• Exercise directions: Go through the data and copy each line where the string "didn" appears.

(Saved entries)
* * * * * * * * *

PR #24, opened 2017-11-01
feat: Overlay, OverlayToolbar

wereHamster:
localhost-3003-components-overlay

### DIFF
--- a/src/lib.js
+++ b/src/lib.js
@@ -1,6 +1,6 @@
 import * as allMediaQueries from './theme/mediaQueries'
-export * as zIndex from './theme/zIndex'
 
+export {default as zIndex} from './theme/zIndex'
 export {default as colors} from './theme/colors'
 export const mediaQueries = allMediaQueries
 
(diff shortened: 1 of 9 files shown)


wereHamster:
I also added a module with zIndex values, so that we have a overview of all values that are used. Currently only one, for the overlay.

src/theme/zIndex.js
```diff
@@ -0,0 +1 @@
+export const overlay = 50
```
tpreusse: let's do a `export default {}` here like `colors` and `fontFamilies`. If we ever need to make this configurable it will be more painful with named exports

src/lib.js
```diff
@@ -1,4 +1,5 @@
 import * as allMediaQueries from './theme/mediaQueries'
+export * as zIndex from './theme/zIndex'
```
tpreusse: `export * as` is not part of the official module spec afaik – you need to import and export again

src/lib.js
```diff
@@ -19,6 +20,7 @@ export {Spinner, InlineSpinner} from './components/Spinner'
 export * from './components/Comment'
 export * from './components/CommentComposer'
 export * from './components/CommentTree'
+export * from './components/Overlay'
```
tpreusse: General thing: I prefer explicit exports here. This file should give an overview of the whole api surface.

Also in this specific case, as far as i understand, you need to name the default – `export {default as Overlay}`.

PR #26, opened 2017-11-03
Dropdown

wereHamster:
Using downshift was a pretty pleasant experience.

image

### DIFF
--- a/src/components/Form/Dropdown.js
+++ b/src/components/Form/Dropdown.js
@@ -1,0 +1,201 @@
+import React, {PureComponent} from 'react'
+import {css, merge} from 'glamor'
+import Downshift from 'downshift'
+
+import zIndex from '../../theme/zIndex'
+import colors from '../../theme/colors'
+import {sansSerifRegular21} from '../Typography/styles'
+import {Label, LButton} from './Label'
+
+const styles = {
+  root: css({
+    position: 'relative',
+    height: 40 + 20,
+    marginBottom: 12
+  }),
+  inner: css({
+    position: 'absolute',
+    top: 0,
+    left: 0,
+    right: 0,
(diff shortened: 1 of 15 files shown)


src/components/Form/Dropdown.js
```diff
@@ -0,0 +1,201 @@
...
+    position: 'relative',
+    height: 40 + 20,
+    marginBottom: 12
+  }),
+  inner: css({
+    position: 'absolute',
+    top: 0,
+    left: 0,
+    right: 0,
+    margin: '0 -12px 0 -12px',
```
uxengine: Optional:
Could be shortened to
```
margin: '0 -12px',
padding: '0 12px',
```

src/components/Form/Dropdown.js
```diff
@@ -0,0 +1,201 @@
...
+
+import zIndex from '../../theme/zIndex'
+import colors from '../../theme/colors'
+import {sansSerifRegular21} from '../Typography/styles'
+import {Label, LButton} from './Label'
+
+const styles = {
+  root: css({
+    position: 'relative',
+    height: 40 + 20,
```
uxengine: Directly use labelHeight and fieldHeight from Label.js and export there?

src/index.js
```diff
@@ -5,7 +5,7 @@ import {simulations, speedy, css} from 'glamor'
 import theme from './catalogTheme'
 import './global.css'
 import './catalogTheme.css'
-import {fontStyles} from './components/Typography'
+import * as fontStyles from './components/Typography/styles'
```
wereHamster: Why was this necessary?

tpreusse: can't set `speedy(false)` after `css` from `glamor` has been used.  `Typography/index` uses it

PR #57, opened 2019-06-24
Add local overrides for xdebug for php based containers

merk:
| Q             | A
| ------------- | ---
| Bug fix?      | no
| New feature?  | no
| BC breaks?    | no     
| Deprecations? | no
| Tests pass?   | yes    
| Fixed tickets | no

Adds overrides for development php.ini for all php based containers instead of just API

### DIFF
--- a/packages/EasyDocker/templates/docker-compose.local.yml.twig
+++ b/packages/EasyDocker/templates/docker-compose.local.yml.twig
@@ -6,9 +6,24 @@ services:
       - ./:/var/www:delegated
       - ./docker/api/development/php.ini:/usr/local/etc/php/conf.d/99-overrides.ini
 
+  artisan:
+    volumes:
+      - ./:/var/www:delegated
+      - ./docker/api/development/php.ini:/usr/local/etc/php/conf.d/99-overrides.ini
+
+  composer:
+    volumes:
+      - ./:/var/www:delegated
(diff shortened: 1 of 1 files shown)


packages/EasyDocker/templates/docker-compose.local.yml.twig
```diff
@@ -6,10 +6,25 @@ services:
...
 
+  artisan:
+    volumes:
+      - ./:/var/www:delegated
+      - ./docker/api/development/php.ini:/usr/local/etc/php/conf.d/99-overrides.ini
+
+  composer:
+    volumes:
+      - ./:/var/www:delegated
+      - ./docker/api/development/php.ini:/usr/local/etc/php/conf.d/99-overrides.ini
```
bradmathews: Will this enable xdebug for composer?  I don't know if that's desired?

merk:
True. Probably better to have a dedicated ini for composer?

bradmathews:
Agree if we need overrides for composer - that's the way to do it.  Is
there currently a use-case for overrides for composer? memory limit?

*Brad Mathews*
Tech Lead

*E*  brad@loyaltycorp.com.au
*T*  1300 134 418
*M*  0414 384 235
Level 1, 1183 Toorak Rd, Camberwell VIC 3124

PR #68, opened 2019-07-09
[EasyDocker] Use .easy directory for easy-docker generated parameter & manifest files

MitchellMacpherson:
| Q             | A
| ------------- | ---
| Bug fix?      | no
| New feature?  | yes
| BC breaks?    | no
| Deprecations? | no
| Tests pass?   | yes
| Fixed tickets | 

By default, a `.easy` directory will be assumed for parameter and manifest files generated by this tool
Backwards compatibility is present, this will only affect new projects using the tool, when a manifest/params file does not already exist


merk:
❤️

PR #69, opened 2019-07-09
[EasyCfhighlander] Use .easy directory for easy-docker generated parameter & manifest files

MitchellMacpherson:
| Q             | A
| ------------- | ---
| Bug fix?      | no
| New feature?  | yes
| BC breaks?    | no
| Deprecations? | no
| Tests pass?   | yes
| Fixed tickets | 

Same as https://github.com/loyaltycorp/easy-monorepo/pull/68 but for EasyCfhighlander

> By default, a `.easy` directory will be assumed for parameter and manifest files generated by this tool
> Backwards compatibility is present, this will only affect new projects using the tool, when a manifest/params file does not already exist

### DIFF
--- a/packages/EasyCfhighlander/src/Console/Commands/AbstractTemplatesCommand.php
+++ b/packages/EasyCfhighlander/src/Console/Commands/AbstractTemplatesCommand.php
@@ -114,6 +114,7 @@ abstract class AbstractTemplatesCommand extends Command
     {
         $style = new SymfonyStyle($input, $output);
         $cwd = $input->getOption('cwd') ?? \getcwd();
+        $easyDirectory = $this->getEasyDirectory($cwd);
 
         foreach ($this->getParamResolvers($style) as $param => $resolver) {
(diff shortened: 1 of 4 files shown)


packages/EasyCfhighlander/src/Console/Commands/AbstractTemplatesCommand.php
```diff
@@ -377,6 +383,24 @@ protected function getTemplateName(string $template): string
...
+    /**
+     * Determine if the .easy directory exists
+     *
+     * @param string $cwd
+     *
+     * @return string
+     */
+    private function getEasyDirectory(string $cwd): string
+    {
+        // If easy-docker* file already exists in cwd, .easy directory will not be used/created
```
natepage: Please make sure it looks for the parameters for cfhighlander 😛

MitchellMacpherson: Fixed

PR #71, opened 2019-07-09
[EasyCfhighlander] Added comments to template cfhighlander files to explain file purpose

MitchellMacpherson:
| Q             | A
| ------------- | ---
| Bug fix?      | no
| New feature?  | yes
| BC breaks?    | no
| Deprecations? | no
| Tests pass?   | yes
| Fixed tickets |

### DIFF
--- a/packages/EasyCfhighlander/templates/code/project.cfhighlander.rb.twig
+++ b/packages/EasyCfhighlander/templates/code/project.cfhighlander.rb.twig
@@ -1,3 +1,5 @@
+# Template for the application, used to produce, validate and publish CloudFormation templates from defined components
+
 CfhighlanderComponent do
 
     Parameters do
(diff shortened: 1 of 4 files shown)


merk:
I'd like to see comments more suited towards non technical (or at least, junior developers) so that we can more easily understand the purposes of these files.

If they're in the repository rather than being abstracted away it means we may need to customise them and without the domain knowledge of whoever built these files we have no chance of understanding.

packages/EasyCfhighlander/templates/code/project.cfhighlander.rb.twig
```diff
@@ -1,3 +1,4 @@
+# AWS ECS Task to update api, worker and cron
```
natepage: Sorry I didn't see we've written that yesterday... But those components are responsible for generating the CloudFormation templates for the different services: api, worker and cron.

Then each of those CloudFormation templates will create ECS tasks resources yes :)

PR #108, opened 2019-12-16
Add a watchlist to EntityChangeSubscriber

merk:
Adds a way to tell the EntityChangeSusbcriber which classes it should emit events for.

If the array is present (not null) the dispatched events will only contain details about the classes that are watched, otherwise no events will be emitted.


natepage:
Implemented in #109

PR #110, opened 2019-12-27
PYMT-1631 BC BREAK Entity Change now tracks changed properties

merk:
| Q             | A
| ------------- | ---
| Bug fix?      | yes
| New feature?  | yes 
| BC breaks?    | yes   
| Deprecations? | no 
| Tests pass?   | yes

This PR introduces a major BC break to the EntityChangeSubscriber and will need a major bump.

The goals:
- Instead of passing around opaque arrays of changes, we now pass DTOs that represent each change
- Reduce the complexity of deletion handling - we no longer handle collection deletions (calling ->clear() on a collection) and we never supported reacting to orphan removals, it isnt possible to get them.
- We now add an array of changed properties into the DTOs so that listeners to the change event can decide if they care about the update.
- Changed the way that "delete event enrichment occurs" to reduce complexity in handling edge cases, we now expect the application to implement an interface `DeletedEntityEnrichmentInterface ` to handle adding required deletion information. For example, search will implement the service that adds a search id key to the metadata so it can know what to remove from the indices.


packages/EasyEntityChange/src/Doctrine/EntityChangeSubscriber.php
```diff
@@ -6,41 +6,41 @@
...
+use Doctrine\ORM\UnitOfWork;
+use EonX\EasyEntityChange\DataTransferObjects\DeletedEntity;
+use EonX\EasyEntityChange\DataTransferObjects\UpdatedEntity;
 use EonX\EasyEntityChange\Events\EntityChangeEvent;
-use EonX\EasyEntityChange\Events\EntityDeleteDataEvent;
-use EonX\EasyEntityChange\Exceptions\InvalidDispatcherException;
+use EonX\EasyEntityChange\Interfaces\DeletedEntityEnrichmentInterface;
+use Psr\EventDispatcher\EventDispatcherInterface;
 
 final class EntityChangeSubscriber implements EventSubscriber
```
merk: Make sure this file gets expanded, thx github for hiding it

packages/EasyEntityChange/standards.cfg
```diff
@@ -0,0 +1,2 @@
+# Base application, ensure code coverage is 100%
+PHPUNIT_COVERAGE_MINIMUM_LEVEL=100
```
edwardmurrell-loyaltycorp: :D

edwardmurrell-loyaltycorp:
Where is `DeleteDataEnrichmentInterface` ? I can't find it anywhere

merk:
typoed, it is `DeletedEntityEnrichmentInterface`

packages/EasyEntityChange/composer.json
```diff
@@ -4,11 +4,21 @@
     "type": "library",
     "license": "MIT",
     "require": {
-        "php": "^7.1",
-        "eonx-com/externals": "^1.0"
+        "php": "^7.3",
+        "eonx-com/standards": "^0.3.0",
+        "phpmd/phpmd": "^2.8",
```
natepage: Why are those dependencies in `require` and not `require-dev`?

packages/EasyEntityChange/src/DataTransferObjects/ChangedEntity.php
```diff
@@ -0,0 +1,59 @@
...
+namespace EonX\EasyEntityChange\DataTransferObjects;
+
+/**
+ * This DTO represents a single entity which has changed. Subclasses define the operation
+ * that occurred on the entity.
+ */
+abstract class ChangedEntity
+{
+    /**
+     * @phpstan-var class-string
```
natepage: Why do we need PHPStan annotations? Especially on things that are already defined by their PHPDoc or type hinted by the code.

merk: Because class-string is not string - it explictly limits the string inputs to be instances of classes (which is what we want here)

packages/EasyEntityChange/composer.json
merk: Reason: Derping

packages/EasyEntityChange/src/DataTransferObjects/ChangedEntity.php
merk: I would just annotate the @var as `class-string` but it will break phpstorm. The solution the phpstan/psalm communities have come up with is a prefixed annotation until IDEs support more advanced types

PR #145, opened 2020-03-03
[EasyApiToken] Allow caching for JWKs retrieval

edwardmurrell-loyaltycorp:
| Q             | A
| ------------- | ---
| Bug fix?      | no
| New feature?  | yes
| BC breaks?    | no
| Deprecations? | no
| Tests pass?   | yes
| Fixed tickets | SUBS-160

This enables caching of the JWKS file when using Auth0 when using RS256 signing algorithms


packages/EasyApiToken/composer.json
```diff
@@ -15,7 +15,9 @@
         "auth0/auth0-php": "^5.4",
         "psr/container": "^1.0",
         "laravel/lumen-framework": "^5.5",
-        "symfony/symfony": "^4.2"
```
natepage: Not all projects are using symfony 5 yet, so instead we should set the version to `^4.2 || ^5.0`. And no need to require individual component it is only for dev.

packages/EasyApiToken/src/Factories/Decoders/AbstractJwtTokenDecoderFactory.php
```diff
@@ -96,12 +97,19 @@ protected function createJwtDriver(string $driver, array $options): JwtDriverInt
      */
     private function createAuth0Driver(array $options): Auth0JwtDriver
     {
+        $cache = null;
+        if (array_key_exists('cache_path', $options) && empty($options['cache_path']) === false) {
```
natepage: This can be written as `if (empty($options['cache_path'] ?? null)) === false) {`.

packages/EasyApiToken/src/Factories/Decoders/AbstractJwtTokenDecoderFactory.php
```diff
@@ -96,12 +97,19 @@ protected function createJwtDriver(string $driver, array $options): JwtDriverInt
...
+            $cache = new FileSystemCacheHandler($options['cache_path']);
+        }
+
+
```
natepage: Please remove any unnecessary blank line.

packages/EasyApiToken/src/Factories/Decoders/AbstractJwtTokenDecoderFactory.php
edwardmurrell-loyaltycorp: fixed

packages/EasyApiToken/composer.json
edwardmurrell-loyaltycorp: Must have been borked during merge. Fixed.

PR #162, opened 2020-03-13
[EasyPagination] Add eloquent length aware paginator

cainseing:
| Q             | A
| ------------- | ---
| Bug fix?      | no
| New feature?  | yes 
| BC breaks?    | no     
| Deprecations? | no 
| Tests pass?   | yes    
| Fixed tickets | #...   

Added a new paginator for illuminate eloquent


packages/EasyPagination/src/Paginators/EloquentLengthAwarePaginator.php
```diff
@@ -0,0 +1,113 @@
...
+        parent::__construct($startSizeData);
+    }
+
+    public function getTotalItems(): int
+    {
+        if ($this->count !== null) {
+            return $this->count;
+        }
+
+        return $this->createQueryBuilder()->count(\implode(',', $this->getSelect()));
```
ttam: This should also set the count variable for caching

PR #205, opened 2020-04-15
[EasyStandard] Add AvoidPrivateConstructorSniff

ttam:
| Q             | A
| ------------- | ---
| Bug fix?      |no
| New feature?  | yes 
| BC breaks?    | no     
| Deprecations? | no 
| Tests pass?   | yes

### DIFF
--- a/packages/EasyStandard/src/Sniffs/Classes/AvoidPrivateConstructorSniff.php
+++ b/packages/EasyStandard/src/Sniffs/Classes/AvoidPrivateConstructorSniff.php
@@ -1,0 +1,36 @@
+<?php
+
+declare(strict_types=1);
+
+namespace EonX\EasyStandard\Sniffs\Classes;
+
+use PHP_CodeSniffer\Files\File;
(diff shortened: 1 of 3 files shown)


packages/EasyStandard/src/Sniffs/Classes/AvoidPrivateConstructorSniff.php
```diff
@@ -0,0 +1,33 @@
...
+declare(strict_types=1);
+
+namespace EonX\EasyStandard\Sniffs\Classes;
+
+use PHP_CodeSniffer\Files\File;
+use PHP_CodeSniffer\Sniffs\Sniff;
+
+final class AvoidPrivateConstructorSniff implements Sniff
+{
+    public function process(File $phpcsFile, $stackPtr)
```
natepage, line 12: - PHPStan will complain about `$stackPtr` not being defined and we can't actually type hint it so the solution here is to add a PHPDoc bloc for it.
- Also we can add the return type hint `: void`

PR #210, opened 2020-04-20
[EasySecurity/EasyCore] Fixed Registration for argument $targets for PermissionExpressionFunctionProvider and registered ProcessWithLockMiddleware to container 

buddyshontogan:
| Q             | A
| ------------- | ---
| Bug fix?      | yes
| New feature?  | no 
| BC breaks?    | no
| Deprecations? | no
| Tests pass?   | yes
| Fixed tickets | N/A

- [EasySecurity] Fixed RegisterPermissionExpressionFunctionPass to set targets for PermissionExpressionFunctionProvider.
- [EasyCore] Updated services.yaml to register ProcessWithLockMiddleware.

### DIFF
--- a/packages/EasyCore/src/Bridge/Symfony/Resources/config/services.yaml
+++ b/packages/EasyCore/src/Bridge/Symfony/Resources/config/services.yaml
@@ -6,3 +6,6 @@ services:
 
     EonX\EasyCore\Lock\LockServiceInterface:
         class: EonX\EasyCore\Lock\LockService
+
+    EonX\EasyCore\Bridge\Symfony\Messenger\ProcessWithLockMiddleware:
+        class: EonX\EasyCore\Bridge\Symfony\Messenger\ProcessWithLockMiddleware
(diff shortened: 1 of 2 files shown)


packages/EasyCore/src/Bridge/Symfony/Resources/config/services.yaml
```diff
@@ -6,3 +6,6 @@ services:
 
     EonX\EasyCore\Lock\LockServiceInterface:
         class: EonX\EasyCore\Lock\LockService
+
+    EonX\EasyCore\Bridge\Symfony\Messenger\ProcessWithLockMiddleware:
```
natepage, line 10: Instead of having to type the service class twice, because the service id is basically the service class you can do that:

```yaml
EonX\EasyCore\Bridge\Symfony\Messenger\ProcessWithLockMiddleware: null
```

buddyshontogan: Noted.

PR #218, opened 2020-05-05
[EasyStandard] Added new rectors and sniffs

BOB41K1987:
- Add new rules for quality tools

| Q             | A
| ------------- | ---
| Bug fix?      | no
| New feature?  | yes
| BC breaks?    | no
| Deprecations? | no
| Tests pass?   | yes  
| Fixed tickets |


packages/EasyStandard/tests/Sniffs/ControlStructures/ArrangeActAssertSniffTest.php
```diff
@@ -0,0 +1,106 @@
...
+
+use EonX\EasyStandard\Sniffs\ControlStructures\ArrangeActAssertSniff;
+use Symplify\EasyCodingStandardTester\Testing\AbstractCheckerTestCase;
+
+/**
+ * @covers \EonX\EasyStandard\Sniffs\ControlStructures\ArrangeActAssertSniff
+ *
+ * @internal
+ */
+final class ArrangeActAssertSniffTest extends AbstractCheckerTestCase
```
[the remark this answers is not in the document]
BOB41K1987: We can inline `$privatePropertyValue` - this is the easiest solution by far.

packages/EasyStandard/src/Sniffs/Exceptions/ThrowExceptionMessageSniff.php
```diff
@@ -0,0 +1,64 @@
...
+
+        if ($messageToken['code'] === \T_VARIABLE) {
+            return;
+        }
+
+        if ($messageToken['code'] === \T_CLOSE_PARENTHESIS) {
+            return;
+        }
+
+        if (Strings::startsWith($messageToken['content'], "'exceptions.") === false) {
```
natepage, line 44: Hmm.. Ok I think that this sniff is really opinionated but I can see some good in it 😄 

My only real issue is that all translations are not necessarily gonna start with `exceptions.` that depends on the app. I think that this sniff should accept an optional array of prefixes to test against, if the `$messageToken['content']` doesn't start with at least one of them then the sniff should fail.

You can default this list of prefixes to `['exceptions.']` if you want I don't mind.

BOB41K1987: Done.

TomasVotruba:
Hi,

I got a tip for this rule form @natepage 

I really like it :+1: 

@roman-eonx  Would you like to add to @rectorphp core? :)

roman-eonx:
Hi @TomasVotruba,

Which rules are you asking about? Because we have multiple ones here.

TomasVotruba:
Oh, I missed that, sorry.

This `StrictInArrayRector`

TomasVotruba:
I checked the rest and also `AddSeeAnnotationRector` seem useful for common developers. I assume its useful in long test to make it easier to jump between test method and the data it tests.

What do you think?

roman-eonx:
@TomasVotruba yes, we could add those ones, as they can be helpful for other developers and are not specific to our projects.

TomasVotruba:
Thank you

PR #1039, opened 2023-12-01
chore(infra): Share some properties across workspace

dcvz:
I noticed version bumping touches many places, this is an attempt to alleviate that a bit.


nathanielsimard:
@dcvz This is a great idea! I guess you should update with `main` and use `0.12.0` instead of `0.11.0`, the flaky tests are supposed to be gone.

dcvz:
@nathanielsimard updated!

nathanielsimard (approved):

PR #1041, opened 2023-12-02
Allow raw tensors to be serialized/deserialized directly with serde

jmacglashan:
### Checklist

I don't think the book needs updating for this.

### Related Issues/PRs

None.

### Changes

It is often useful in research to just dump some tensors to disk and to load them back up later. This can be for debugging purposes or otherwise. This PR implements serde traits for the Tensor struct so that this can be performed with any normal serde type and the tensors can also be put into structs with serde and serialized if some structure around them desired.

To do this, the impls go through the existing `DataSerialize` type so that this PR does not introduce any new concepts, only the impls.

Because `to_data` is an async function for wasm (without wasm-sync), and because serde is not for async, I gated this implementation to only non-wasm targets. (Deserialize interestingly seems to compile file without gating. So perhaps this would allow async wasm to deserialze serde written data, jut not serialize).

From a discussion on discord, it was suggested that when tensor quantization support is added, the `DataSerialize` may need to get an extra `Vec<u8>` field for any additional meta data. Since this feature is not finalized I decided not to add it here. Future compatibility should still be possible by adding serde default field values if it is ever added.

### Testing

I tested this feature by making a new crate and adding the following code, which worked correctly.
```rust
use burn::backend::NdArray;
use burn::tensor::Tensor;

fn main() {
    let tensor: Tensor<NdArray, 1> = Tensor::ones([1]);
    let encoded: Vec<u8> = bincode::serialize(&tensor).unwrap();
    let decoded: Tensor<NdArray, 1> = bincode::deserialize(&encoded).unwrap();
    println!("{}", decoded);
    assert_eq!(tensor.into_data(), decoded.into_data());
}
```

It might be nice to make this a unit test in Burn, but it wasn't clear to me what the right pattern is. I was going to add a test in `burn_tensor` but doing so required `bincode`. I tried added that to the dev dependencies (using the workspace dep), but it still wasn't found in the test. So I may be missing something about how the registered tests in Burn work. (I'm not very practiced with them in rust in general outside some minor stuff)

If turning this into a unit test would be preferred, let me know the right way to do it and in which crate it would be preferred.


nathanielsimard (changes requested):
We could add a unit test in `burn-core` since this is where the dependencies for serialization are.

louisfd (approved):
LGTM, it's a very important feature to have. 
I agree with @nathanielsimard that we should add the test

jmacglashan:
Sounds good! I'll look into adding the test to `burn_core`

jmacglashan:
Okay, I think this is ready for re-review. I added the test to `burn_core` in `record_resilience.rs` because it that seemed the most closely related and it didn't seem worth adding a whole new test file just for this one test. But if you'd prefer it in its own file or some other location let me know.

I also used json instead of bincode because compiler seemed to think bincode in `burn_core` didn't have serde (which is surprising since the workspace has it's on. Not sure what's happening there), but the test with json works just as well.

* * * * * * * * *

• Finished task:
natepage: Sorry I didn't see we've written that yesterday... But those components are responsible for generating the CloudFormation templates for the different services: api, worker and cron.
Okay, I think this is ready for re-review. I added the test to `burn_core` in `record_resilience.rs` because it that seemed the most closely related and it didn't seem worth adding a whole new test file just for this one test. But if you'd prefer it in its own file or some other location let me know.
I also used json instead of bincode because compiler seemed to think bincode in `burn_core` didn't have serde (which is surprising since the workspace has it's on. Not sure what's happening there), but the test with json works just as well.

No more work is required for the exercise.